PR #2147, opened 2026-08-20
feat(mac): keep replaced answers as switchable branches [skip-version-bump]

osdodo:
## What does this PR do?

  Regenerate, Retry and editing a prompt no longer discard what they replace.
  Each appends a sibling under the same parent, and a `‹ 2/3 ›` control on the bubble steps between the alternatives.

  Mechanics:

  - `ChatMessage` gains a single `parentID`. Siblings are derived by scanning rather than mirrored in a `childrenIDs` array, so the two halves of a bidirectional link cannot drift apart. Sibling order comes from `createdAt`.
  - New `MessageTree` holds all the tree arithmetic. Every entry point is total: cycles, orphans and dangling leaf pointers degrade to a readable transcript rather than trapping, on the same principle as `ChatMessage.Role.unknown`.
  - `ChatViewModel.messages` stays the linear visible **path**, with off-path nodes in `branchedAway`, re-joined only at persist time. This is what leaves the ~74 streaming call sites that address messages by index untouched.
  - `ChatConversation` splits storage: `messages` keeps holding the active path, alternatives go in a new `branches` key.

  Also in scope, because both are only reachable once branches exist:

  - **Delete message** — takes the whole subtree, and the confirmation quotes a turn count that includes branches the user cannot currently see.
  - **Per-fork position memory** — returning to a branch lands where you left it instead of jumping to its deepest tip.

  ## Why is this needed?

  Regenerating an answer destroys the previous one, with no way back. All three paths ran `messages = Array(messages.prefix(idx))`, so a regeneration that comes back worse than the original is unrecoverable user data loss — the most common thing a user does after reading a reply they don't like is ask for another one, and today that is a one-way door. This is also the single feature gap called out most often against Open WebUI / ChatGPT, both of which keep the alternatives.

  Two of the fixes below are data-integrity bugs found while validating this work, not cleanups:

  - **Editing the opening prompt corrupted the conversation.** The legacy migration keyed on "no node has a parent", but editing the first prompt legitimately produces several parentless roots — shape-identical to a pre-branching array. Two alternative prompts were re-chained into one thread, destroying the branch entry and making the next request send both prompts as consecutive turns. This happened at **save** time, not merely on reload. Migration now keys on the presence of the `branches` key; shape is never inferred from.

  - **Downgrades scrambled history.** Writing the whole node bag into `messages` would hand an older build a pile of alternatives with no parent links, which it renders as one linear thread and then re-saves in that order — losing the parent chain permanently. Keeping `messages` as the active path preserves the existing downgrade-readability contract.

  And one that made the feature silently useless in its most common setting:

  - **Tool-assisted answers were unswitchable.** A tool round-trip writes four rows for one logical answer (`user → assistant(tool_calls) → tool → assistant(final)`). The fork is at the dispatch row, but the row the user reads is the final answer, whose own sibling group is empty — so the switcher vanished exactly when web search had been used, stranding the user on the new answer. Every row of a logical answer now resolves to the same anchor.

  ## Compatibility

  Old transcripts decode into a degenerate chain and render exactly as before. A conversation that never branched serialises byte-identically to a pre-branching build's output — both new keys are omitted when empty.

  ## Validation

  - `swift test --no-parallel` — 2618 tests, 26 new.
  - Pre-existing failure `Adjacent links keep their own hit targets`  (`MarkdownLinkPerformanceTests.swift:82`) also fails on `main` at `dfb2f4b3`; unrelated to this surface. Note the suite has ~6 timing-flaky tests under parallel execution — compare baselines with `--no-parallel`.
  - AX identifier gate, `verify-conversation-ordering.sh`, `verify-recommendation-tiers.swift` all pass.
  - Each of the three bugs above has a regression test whose comment records the failure mode.


raullenchai (commented):
Reviewed under the repo's convergence SOP: supply-chain audit, line-by-line read, then codex review iterated to convergence (3 rounds, gpt-5.6-sol).

**Verdict: high-quality contribution — accepted with review fixes pushed to this branch** (maintainer edits enabled). r1: 0 blocking / 3 major / 5 minor / 1 nit; r2: 1 major (introduced by my own r1 perf fix, caught and fixed); r3: **0 blocking / 0 major — converged**.

What the two review commits change (`27e66b5b`, `3b05e03e`):
- **Per-token render cost (r1 MAJOR):** `branchPosition`/`deletionImpact`/`siblings` ran per visible row per streamed-token render pass, each rescanning and re-sorting `branchedAway + messages` — quadratic-plus on long transcripts. Added `treeShapeVersion` + a lazily rebuilt indexed `TreeSnapshot` (id index, pre-sorted child groups); token writes don't invalidate it.
- **Snapshot staleness (r2 MAJOR):** a snapshot built mid-stream caches a row's early value and stays version-current after the stream finishes; `selectBranch`/`deleteMessage` now re-read live buffers (`liveTree()`) before adopting/persisting. Regression test proven red against the reverted fix.
- **Serialisation claim corrected (r1 MAJOR):** "byte-identical" was false (`activeLeafID` always written; per-row `parentID`). Now: never-branched conversations emit **no** conversation-level branching key (`activeLeafID` omitted while `branchedAway` is empty), docs state the real contract (decodable-identical, `branches`-key presence as the schema marker), raw-JSON key-omission test added.
- **Migration round-trip pinned (r1 MAJOR concern):** branch → delete-all-alternatives → re-encode (no `branches` key) → reload verified safe, incl. the edited-opening-prompt multi-root shape; two regression tests.
- Minors: duplicate-id dedupe before tree arithmetic, single code path for `ChatConversation.activePath`, `deleteMessage` doc matches behavior (prompt is kept), streaming-refusal + delete-only-answer tests, doc dedupe.

Also independently verified: the streaming accumulator seeds from `currentMessage(index:)`, so `parentID` survives token writes; `Adjacent links keep their own hit targets` fails identically on stock main (pre-existing, unrelated).

Local: `swift test --no-parallel` 2624 tests, 36/36 on the branching/tree suites, single failure = that pre-existing one.

raullenchai (approved):
Converged: 3 codex rounds to 0B/0M, full CI green (20 checks) including gui-golden-flows with runner-regenerated baselines. Supply-chain audit clean.

raullenchai:
Merged — thank you for an unusually well-engineered contribution. The tree design (single parentID edge, total functions, path-as-live-buffer) held up under three adversarial review rounds, and the migration reasoning in the PR body was accurate everywhere we could falsify it. The two review commits on top are perf (per-render tree scans) and doc-accuracy only; the architecture shipped as you designed it. 🤖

···

# WHAT TO DO
Among the lines of the material above, count those that include "against" and report that number alone.

# EXERCISE SOLUTION
2